■ PROBLEM TO WORK ON: The listing below holds a line with "Overlapping parts of" and a later line with "data to different". Write out those two lines and every line between them, exactly, and nothing else.

------------

PR #9135, opened 2021-03-17
adding add_reference_channels as a method of Raw/Epochs/Evoked

### LINKED ISSUE #8979: Add add_reference_channels() method to Raw, Epochs, and Evoked
Currently there's `mne.add_reference_channels()`, which takes an instance of `Raw`, `Epochs`, or `Evoked`, and adds reference channels.

It would be great to have this functionality exposed as a **method** too, i.e., `Raw.add_reference_channels()`, `Epochs.add_reference_channels()`, and `Evoked.add_reference_channels()`, just as is the case e.g. with `set_eeg_reference()`

The respective `Raw`/`Epochs`/`Evoked` instance should be modified in-place, and the modified instance should be returned to allow for method chaining.

This would need to be added to `UpdateChannelsMixin` in `mne/channels/channels.py`

Overlapping parts of the method and  `mne.add_reference_channels()` docstrings should be added to the `docdict` to avoid duplication.

Falach:
#### Reference issue
Fixes #8979

add_reference_channels is now also a method of Raw/Epochs/Evoked

#### Additional information
I also implement a little test that checks mainly that the object has changed (the return value is not a copy), there are more tests already at the original function location (mne/io/reference).
Let me know if the docdict is used as you expected.

### DIFF
--- a/mne/channels/channels.py
+++ b/mne/channels/channels.py
@@ -1072,6 +1072,7 @@ class UpdateChannelsMixin(object):
             assert all(len(r) == self.info['nchan'] for r in self._read_picks)
         return self
 
+    @fill_doc
     def add_reference_channels(self, ref_channels):
         """ Add reference channels to data that consists of all zeros.
 
--- a/mne/channels/channels.py
+++ b/mne/channels/channels.py
@@ -1075,14 +1075,13 @@ class UpdateChannelsMixin(object):
     def add_reference_channels(self, ref_channels):
         """ Add reference channels to data that consists of all zeros.
 
-        Adds reference channels to data that were not included during recording.
-        This is useful when you need to re-reference your data to different
-        channels. These added channels will consist of all zeros.
+        Adds reference channels to data that were not included during
+        recording. This is useful when you need to re-reference your data
+        to different channels. These added channels will consist of all zeros.
 
         Parameters
         ----------
         %(ref_channels)s
-
         Returns
         -------
         inst : instance of Raw | Epochs | Evoked
--- a/mne/channels/channels.py
+++ b/mne/channels/channels.py
@@ -1082,6 +1082,7 @@ class UpdateChannelsMixin(object):
         Parameters
         ----------
         %(ref_channels)s
+
         Returns
         -------
         inst : instance of Raw | Epochs | Evoked
--- a/mne/channels/channels.py
+++ b/mne/channels/channels.py
@@ -1074,7 +1074,7 @@ class UpdateChannelsMixin(object):
 
     @fill_doc
     def add_reference_channels(self, ref_channels):
-        """ Add reference channels to data that consists of all zeros.
+        """Add reference channels to data that consists of all zeros.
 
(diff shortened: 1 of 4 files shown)


mne/channels/channels.py
```diff
@@ -1072,6 +1072,25 @@ def add_channels(self, add_list, force_update_info=False):
...
+        """ Add reference channels to data that consists of all zeros.
+
+        Adds reference channels to data that were not included during
+        recording. This is useful when you need to re-reference your data
+        to different channels. These added channels will consist of all zeros.
+
+        Parameters
+        ----------
+        %(ref_channels)s
+        Returns
```
britta-wstnr, line 1085:
```suggestion

        Returns
```

britta-wstnr: Add a blank line here.

mne/channels/channels.py
```diff
@@ -1072,6 +1072,26 @@ def add_channels(self, add_list, force_update_info=False):
             assert all(len(r) == self.info['nchan'] for r in self._read_picks)
         return self
 
+    def add_reference_channels(self, ref_channels):
```
drammock, line 1075:
```suggestion
    @fill_doc
    def add_reference_channels(self, ref_channels):
```

britta-wstnr: (Also put that below in the other file!)

drammock: this will also need to be imported at the top of the file:
`from ..utils import fill_doc`

mne/channels/tests/test_channels.py
```diff
@@ -366,6 +366,31 @@ def test_drop_channels():
     pytest.raises(ValueError, raw.drop_channels, 5)  # must be list or str
 
 
+def test_add_reference_channels():
+    """ Test if there is a new reference channel that consist of all zeros"""
+    raw = read_raw_fif(raw_fname, preload=True)
+    raw_original_channels_number = len(raw.ch_names)
```
agramfort, line 372:
```suggestion
    n_raw_original_channels = len(raw.ch_names)
```
I find it more explicit. A var that starts with n_ is a count (int). A var that starts with raw_ suggests it's a raw instance.

mne/channels/tests/test_channels.py
```diff
@@ -366,6 +366,31 @@ def test_drop_channels():
...
+    epochs = Epochs(raw, read_events(eve_fname))
+    epochs.load_data()
+    epochs_original_shape = epochs._data.shape[1]
+    evoked = epochs.average()
+    evoked_original_channels_number = len(evoked.ch_names)
```
agramfort, line 377:
```suggestion
    n_evoked_original_channels = len(evoked.ch_names)
```

agramfort (commented):
besides the nitpicks LGTM

thx @Falach

agramfort (approved):

agramfort:
thx a lot @Falach !

hoechenberger:
Great!!!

------------

■ SOLUTION FOR THIS TASK:
Overlapping parts of the method and  `mne.add_reference_channels()` docstrings should be added to the `docdict` to avoid duplication.

Falach:
#### Reference issue
Fixes #8979

add_reference_channels is now also a method of Raw/Epochs/Evoked

#### Additional information
I also implement a little test that checks mainly that the object has changed (the return value is not a copy), there are more tests already at the original function location (mne/io/reference).
Let me know if the docdict is used as you expected.

### DIFF
--- a/mne/channels/channels.py
+++ b/mne/channels/channels.py
@@ -1072,6 +1072,7 @@ class UpdateChannelsMixin(object):
             assert all(len(r) == self.info['nchan'] for r in self._read_picks)
         return self
 
+    @fill_doc
     def add_reference_channels(self, ref_channels):
         """ Add reference channels to data that consists of all zeros.
 
--- a/mne/channels/channels.py
+++ b/mne/channels/channels.py
@@ -1075,14 +1075,13 @@ class UpdateChannelsMixin(object):
     def add_reference_channels(self, ref_channels):
         """ Add reference channels to data that consists of all zeros.
 
-        Adds reference channels to data that were not included during recording.
-        This is useful when you need to re-reference your data to different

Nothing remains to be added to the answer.